=== Begin Enclosure ===

PR #2058, opened 2018-06-08
Add release 10.1.2 release notes, update to Akka 2.5.13

raboof:


ignasi35:
Bitting nails until this is out! (https://github.com/playframework/playframework/issues/8464) :-)

project/AkkaDependency.scala
```diff
@@ -14,7 +14,7 @@ object AkkaDependency {
   // else if akka version is "default", then the hard coded default will be used (jenkins doesn't allow empty values for config axis)
   // else if akka.version is anything else, then the given version will be used
 
-  val defaultAkkaVersion = "2.5.12"
+  val defaultAkkaVersion = "2.5.13"
```
patriknw: Is this needed? Did we add something that is required for Akka HTTP? Otherwise we should be stay a behind on the Akka versions so that it still works with older versions if someone prefers that. This is even more important now when it is not a transitive dependency.

How was it? We added that mininum version check? Is that automatically picking up the version number from here or is it defined somewhere else also?

raboof: Ah, updating the Akka version was still mentioned in RELEASING.md as a release step but indeed that might not make sense anymore (and would even be somewhat dangerous).

I don't see a version check (though I also remember discussing adding one). 10.1.1 still had version 2.5.11, perhaps we should even revert to that?

patriknw: I think it's more important to get this release out now than testing again with another version. Seems things have been tested with `2.5.12` so let's stick with that.

I think this should be followed up afterwards. Lookin to the version checking again, and document this aspect in RELEASING.

patriknw: and here is the PR for the version checking that was closed without merging https://github.com/akka/akka-http/pull/1880

ktoso:
Branch can be deleted I assume? Please do so so we don't have too many confusing branches in the main repo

=== End Enclosure ===

Note every line of the entries in which "patriknw" appears, and copy it down.

> EXPECTED OUTPUT:
patriknw: Is this needed? Did we add something that is required for Akka HTTP? Otherwise we should be stay a behind on the Akka versions so that it still works with older versions if someone prefers that. This is even more important now when it is not a transitive dependency.
patriknw: I think it's more important to get this release out now than testing again with another version. Seems things have been tested with `2.5.12` so let's stick with that.
patriknw: and here is the PR for the version checking that was closed without merging https://github.com/akka/akka-http/pull/1880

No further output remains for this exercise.